__About this task__. Copying exactly, give the lines in the material below from the one with "LGTM but please" to the one with "- Make OpenShiftConnector", ends included, and nothing besides.
= = = =
PR #5052, opened 2017-05-11
Openshift connector improvements

sunix:
### What does this PR do?
Contains improvements of the openshift-connector that were in the openshift-connector branch and that we concider as "mergeable" 

- [x] https://github.com/eclipse/che-dependencies/pull/43 is required 

#### Changelog

Openshift connector improvements

#### Release Notes

Openshift connector improvements


pom.xml
```diff
@@ -32,7 +32,7 @@
         <module>plugins</module>
         <module>ide/che-ide-core</module>
         <module>samples</module>
-        <module>dashboard</module>
+        <!--<module>dashboard</module>-->
```
benoitf: error ?

pom.xml
```diff
@@ -520,7 +520,7 @@
             <dependency>
                 <groupId>org.eclipse.che.dashboard</groupId>
                 <artifactId>che-dashboard-war</artifactId>
-                <version>${che.version}</version>
+                <version>5.0.0</version>
```
benoitf: error ?

pom.xml
sunix: yes error :) thanks

pom.xml
sunix: yes thanks

agents/ls-csharp/src/main/resources/org.eclipse.che.ls.csharp.script.sh
```diff
@@ -13,7 +13,7 @@ unset PACKAGES
 unset SUDO
 command -v tar >/dev/null 2>&1 || { PACKAGES=${PACKAGES}" tar"; }
 command -v curl >/dev/null 2>&1 || { PACKAGES=${PACKAGES}" curl"; }
-test "$(id -u)" = 0 || SUDO="sudo -E"
+test "$(id -u)" = 0 || test -f ${HOME}/is_arbitrary_user || SUDO="sudo -E"
```
benoitf: can we have more details about this test ?
commit message being : "Modifications to the shell scripts that bootstrap the servers"

assembly/assembly-wsmaster-war/src/main/webapp/WEB-INF/classes/codenvy/che.properties
```diff
@@ -212,9 +212,14 @@ che.docker.ip.external=NULL
 #   - 'docker-local': internal address is address of container within docker network, and exposed ports
 #                     are used.
 #   - 'custom': The evaluation strategy may be customized through a template property.
+#   - 'single-port':  internal address is set as in docker-local strategy, external address is composed
```
benoitf: I think the single port could reuse the custom strategy as the expression "serverName-workspaceID-cheExternalAddress" can be addressed by using the  template `<serverName>-<workspaceId>-< externalAddresss>`

benoitf: so, AFAIK there is no need to introduce a new "hardcoded" strategy, the strategy based upon templating should provide the expected result

plugins/plugin-docker/che-plugin-docker-machine/src/main/java/org/eclipse/che/plugin/docker/machine/idle/ServerIdleDetector.java
```diff
@@ -0,0 +1,109 @@
...
+import org.eclipse.che.api.core.notification.EventSubscriber;
+import org.eclipse.che.api.workspace.server.WorkspaceManager;
+import org.eclipse.che.api.workspace.shared.dto.event.WorkspaceStatusEvent;
+import org.slf4j.Logger;
+import org.slf4j.LoggerFactory;
+
+import com.google.inject.Inject;
+
+@Singleton
+public class ServerIdleDetector implements EventSubscriber<WorkspaceStatusEvent> {
```
benoitf: there is missing a lot of javadoc/comments

plugins/plugin-docker/che-plugin-docker-machine/src/main/java/org/eclipse/che/plugin/docker/machine/idle/ServerIdleDetector.java
```diff
@@ -0,0 +1,109 @@
...
+    public ServerIdleDetector(WorkspaceManager workspaceManager,
+                                 EventService eventService,
+                                 @Named("che.openshift.server.inactive.stop.timeout.ms") long timeout) {
+        this.timeout = timeout;
+        this.eventService = eventService;
+        this.workspaceManager = workspaceManager;
+        if (timeout > 0) {
+            this.executor = Executors.newSingleThreadScheduledExecutor();
+            this.future = executor.schedule(this::run, timeout, TimeUnit.MILLISECONDS);
+            LOG.info("Idling che server scheduled [timeout=" + timeout/1000 + " seconds]");
```
benoitf: I'm not sure it requires INFO level and we should probably avoid string concatenation there

plugins/plugin-docker/che-plugin-docker-machine/src/main/java/org/eclipse/che/plugin/docker/machine/local/LocalDockerModule.java
```diff
@@ -56,6 +57,8 @@ protected void configure() {
                   .to(org.eclipse.che.plugin.docker.machine.DefaultServerEvaluationStrategy.class);
         strategies.addBinding("docker-local")
                   .to(org.eclipse.che.plugin.docker.machine.LocalDockerServerEvaluationStrategy.class);
+        strategies.addBinding("single-port")
+                  .to(LocalDockerSinglePortServerEvaluationStrategy.class);
```
skabashnyuk: This looks really similar to @benoitf 's CustomServerEvaluationStrategy what was the issue what it can't handle so you've created LocalDockerSinglePortServerEvaluationStrategy?

wsagent/wsagent-local/src/main/java/org/eclipse/che/idle/WorkspaceIdleFilter.java
```diff
@@ -0,0 +1,100 @@
...
+import javax.servlet.ServletRequest;
+import javax.servlet.ServletResponse;
+
+import org.eclipse.che.WorkspaceIdProvider;
+import org.eclipse.che.api.core.rest.HttpJsonRequestFactory;
+import org.slf4j.Logger;
+import org.slf4j.LoggerFactory;
+
+@Singleton
+public class WorkspaceIdleFilter implements Filter {
```
benoitf: I don't see unit tests for this class.

plugins/plugin-docker/che-plugin-openshift-client/src/main/java/org/eclipse/che/plugin/openshift/client/OpenShiftWorkspaceFilesCleaner.java
```diff
@@ -0,0 +1,97 @@
...
+ * <p>
+ * Since deleting a workspace does not immediately remove its files, re-creating a workspace
+ * with a previously used name can result in files from the previous workspace still being
+ * present.
+ *
+ * @see WorkspaceFilesCleaner
+ * @author amisevsk
+ */
+@Singleton
+public class OpenShiftWorkspaceFilesCleaner implements WorkspaceFilesCleaner {
```
benoitf, line 51: Unit tests are missing

plugins/plugin-docker/che-plugin-openshift-client/src/main/java/org/eclipse/che/plugin/openshift/client/OpenShiftPvcHelper.java
```diff
@@ -0,0 +1,232 @@
...
+
+        Pod podSpec = new PodBuilder().withNewMetadata()
+                                       .withName(podName)
+                                   .endMetadata()
+                                   .withNewSpec()
+                                       .withContainers(container)
+                                       .withVolumes(volume)
+                                       .withRestartPolicy("Never")
+                                   .endSpec()
+                                   .build();
```
benoitf, line 159: the indent is looking strange

plugins/plugin-docker/che-plugin-openshift-client/src/main/java/org/eclipse/che/plugin/openshift/client/kubernetes/KubernetesContainer.java
```diff
@@ -47,7 +47,7 @@ private KubernetesContainer() {
 
             int portNumber = Integer.parseInt(port);
             String portName = CheServicePorts.get().get(portNumber);
-            portName = isNullOrEmpty(portName) ? exposedPort.replace("/", "-") : portName;
+            portName = isNullOrEmpty(portName) ? "server-" + exposedPort.replace("/", "-") : portName;
```
benoitf, line 50: "server-" should be a constant

plugins/plugin-docker/che-plugin-openshift-client/src/main/java/org/eclipse/che/plugin/openshift/client/kubernetes/KubernetesOutputAdapter.java
```diff
@@ -0,0 +1,76 @@
...
+/**
+ * Adapter class for passing data from a {@code kubernetes-client} output stream (e.g.
+ * for an exec call) to {@link MessageProcessor}. This class should be passed to a
+ * {@link InputStreamPumper} along with the output of the exec call.
+ *
+ * <p> Output passed in via the {@link #call(byte[])} method is parsed into lines,
+ * (respecting {@code '\n'} and {@code CRLF} as line separators), and
+ * passed to the {@link MessageProcessor} as {@link LogMessage}s.
+ */
+public class KubernetesOutputAdapter implements Callback<byte[]> {
```
benoitf, line 30: I don't see unit tests for this class

plugins/plugin-docker/che-plugin-docker-machine/src/main/java/org/eclipse/che/plugin/docker/machine/idle/ServerIdleDetector.java
```diff
@@ -0,0 +1,109 @@
...
+import org.eclipse.che.api.core.event.ServerIdleEvent;
+import org.eclipse.che.api.core.notification.EventService;
+import org.eclipse.che.api.core.notification.EventSubscriber;
+import org.eclipse.che.api.workspace.server.WorkspaceManager;
+import org.eclipse.che.api.workspace.shared.dto.event.WorkspaceStatusEvent;
+import org.slf4j.Logger;
+import org.slf4j.LoggerFactory;
+
+import com.google.inject.Inject;
+
```
skabashnyuk: The similar functionality we had in Codenvy/partial Che. And I think we can potentially port/enable in Eclipse Che. See more 
https://github.com/codenvy/codenvy/tree/master/wsagent/codenvy-hosted-workspace-activity-agent
https://github.com/codenvy/codenvy/tree/master/wsmaster/codenvy-hosted-workspace-activity
https://github.com/eclipse/che/blob/master/agents/go-agents/core/activity/activity.go#L46
https://github.com/eclipse/che/blob/master/agents/go-agents/terminal-agent/main.go#L136
https://github.com/codenvy/codenvy/blob/master/plugins/plugin-hosted/codenvy-machine-hosted/src/main/java/com/codenvy/machine/agent/CodenvyAgentModule.java#L43
I prefer that we think to port it in che instead of creating parallel functionality. The profits that I see.
 - General API for many agents like go terminal, ws-agent
 - Not connected to some backend-specific

plugins/plugin-docker/che-plugin-openshift-client/src/main/java/org/eclipse/che/plugin/openshift/client/OpenShiftRouteCreator.java
```diff
@@ -0,0 +1,82 @@
...
+
+import org.slf4j.Logger;
+import org.slf4j.LoggerFactory;
+
+import io.fabric8.openshift.api.model.DoneableRoute;
+import io.fabric8.openshift.api.model.Route;
+import io.fabric8.openshift.api.model.RouteFluent.SpecNested;
+import io.fabric8.openshift.client.DefaultOpenShiftClient;
+import io.fabric8.openshift.client.OpenShiftClient;
+
```
skabashnyuk, line 21: javadoc. what is it, how it's used?

skabashnyuk (commented):
@benoitf can you review this pr too. Especially code related to LocalDockerSinglePortServerEvaluationStrategy

agents/ls-csharp/src/main/resources/org.eclipse.che.ls.csharp.script.sh
l0rd: For security reasons, by default, a container in OpenShift is run by an arbitrary user. An arbitrary user is a user with a random UID (and not a sudoer in the container).

We use this trick to be able to run a `*scripts.sh` even if the user is an arbitrary user.

File `${HOME}/is_arbitrary_user` is added using the following mechanism: https://github.com/redhat-developer/che-dockerfiles/blob/master/recipes/centos_jdk8/entrypoint.sh#L30

benoitf: could we check instead if sudo access is granted or not ?
https://superuser.com/questions/195781/sudo-is-there-a-command-to-check-if-i-have-sudo-and-or-how-much-time-is-left (so we don't need special trick in images. We can use any existing images)

l0rd: Yes of course that's what we've tried first. It did not work so we added this file to be able to skip `sudo`.

And to use existing images we would still need more work too. That's because in case of arbitrary user we need to modify `/etc/passwd/` and `/etc/group` as soon as the container is started https://github.com/redhat-developer/che-dockerfiles/blob/master/recipes/centos_jdk8/entrypoint.sh#L16.

assembly/assembly-wsmaster-war/src/main/webapp/WEB-INF/classes/codenvy/che.properties
l0rd: Agreed. When we introduced the single port strategy the custom strategy wasn't implemented yet. And since then we haven't had the chance to rework it yet. But that's the direction we need to take.

l0rd:
@benoitf @skabashnyuk @garagatyi thanks for your reviews. We have planned to fix some of the issues you have raised during the next days:
- Use the new server evaluation strategy instead of the single port
- Find a better mechanism to run workspaces as arbitrary user
- Improve the implementation of the server and wsagent idling

plugins/plugin-docker/che-plugin-docker-machine/src/main/java/org/eclipse/che/plugin/docker/machine/idle/ServerIdleDetector.java
snjeza: It would be nice if we could port the code from the codenvy project.

skabashnyuk:
@l0rd  can you elaborate on 
>Improve the implementation of the server and wsagent idling

are you ok with codenvy way and we should backport it to che?

l0rd:
@skabashnyuk definitely! The only concern is that's not Open Source yet. So what I think we should do now is to remove idling from this PR and open a new PR with idling the codenvy way as soon as it's Open Sourced. @snjeza is going to take care of this.

gorkem:
@skabashnyuk @snjeza You can go ahead and do the port to Che... Welcome to Red Hat.

snjeza:
@skabashnyuk @benoitf @garagatyi I would try to port the activity stuff from the codenvy project to the che project. Is there any documentation or rules on this?

plugins/plugin-docker/che-plugin-docker-client/src/main/java/org/eclipse/che/plugin/docker/client/Exec.java
```diff
@@ -20,7 +20,7 @@
     private final String[] command;
     private final String   id;
 
-    Exec(String[] command, String id) {
+    public Exec(String[] command, String id) {
```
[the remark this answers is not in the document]
amisevsk: Since OpenShiftConnector is in a different package, we cannot implement `startExec()` or `createExec()` without this class being public -- there seems to be no factory method.

sunix:
idling of workspaces will be part of this: https://github.com/eclipse/che/pull/5425

agents/ls-csharp/src/main/resources/org.eclipse.che.ls.csharp.script.sh
sunix: if I exclude these ones from the PR, would this PR be mergeable ? @skabashnyuk @benoitf @garagatyi

assembly/assembly-wsmaster-war/src/main/webapp/WEB-INF/classes/codenvy/che.properties
sunix: @benoitf is it ok with @davidfestal 's https://github.com/eclipse/che/pull/5110

agents/ls-csharp/src/main/resources/org.eclipse.che.ls.csharp.script.sh
benoitf: yes, removing that part would be better for this PR

assembly/assembly-wsmaster-war/src/main/webapp/WEB-INF/classes/codenvy/che.properties
benoitf: @sunix it's missing https://github.com/eclipse/che/pull/5456

davidfestal: This is fixed in PR https://github.com/eclipse/che/pull/5456. But it has not been merged to `openshift-connector-rebased` for now.

davidfestal: https://github.com/eclipse/che/pull/5110 was a first step to the final fix.

sunix:
@snjeza @benoitf @l0rd @davidfestal @skabashnyuk @garagatyi @amisevsk 
We covered pretty much all the comments for this PR, some of them have been excluded, some of them are part of other PRs, some of them are fixed.
I did a last rebase and tested successfully.
Plz give your approval to merge thanks

benoitf:
ci-build

benoitf (approved):

l0rd (approved):
LGTM but please double check that these changes are needed [EnvironmentDeserializerTest.java](https://github.com/eclipse/che/pull/5052/files#diff-2a14633cc3f99981cc2cfb2929caae74) and [CommandDeserializerTest.java](https://github.com/eclipse/che/pull/5052/files#diff-f48357d2975af2ca15e0c53ea4b3be49). Cf #5291 vs fba68ea04b0181c0d2f0d2cd9ed280853f4fb987

sunix:
@l0rd yes, the change were done in both `master` and `openshift-connector-rebased` branches but with different fixes. I've chosen to keep  fba68ea04b0181c0d2f0d2cd9ed280853f4fb987 as I found it cleaner not to pass `null` as values

l0rd:
@sunix ok thanks for the explanation

garagatyi (approved):

benoitf:
Adding @slemeur if some stuff is required on documentation as the code review seems to be ok

slemeur (approved):

PR #5884, opened 2017-08-03
Make OpenShiftConnector add Cluster IP instead of Service name in workspace pods

amisevsk:
### What does this PR do?
Change OpenShiftConnector to be able to run workspaces in a separate namespace

- Make OpenShiftConnector override the `CHE_API` env variable before starting a workspace so that it uses che-host's cluster IP instead of service name. This is necessary since service names are namespaced, while cluster IP is accessible anywhere on the cluster.
- *Minor fix*: Add timeout to OpenShiftPvcHelper, to avoid stalling for a long time when an error occurs (e.g. when there is a PVC issue)

This PR only makes it possible to run workspaces in a separate namespace, it does not add the ability to do so without some customization. Since Che currently only supports one user, there is no way of knowing, within OpenShiftConnector, where the workspace should be started.

Is a necessary step towards running a multitenant Che server on OpenShift. See https://github.com/redhat-developer/rh-che/issues/131.

#### Changelog
(Bug fix + no functional change)

#### Release Notes
(Bug fix; internal change only)

### DIFF
--- a/plugins/plugin-docker/che-plugin-openshift-client/src/main/java/org/eclipse/che/plugin/openshift/client/OpenShiftConnector.java
+++ b/plugins/plugin-docker/che-plugin-openshift-client/src/main/java/org/eclipse/che/plugin/openshift/client/OpenShiftConnector.java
= = = =
__Result below__.
LGTM but please double check that these changes are needed [EnvironmentDeserializerTest.java](https://github.com/eclipse/che/pull/5052/files#diff-2a14633cc3f99981cc2cfb2929caae74) and [CommandDeserializerTest.java](https://github.com/eclipse/che/pull/5052/files#diff-f48357d2975af2ca15e0c53ea4b3be49). Cf #5291 vs fba68ea04b0181c0d2f0d2cd9ed280853f4fb987

sunix:
@l0rd yes, the change were done in both `master` and `openshift-connector-rebased` branches but with different fixes. I've chosen to keep  fba68ea04b0181c0d2f0d2cd9ed280853f4fb987 as I found it cleaner not to pass `null` as values

l0rd:
@sunix ok thanks for the explanation

garagatyi (approved):

benoitf:
Adding @slemeur if some stuff is required on documentation as the code review seems to be ok

slemeur (approved):

PR #5884, opened 2017-08-03
Make OpenShiftConnector add Cluster IP instead of Service name in workspace pods

amisevsk:
### What does this PR do?
Change OpenShiftConnector to be able to run workspaces in a separate namespace

- Make OpenShiftConnector override the `CHE_API` env variable before starting a workspace so that it uses che-host's cluster IP instead of service name. This is necessary since service names are namespaced, while cluster IP is accessible anywhere on the cluster.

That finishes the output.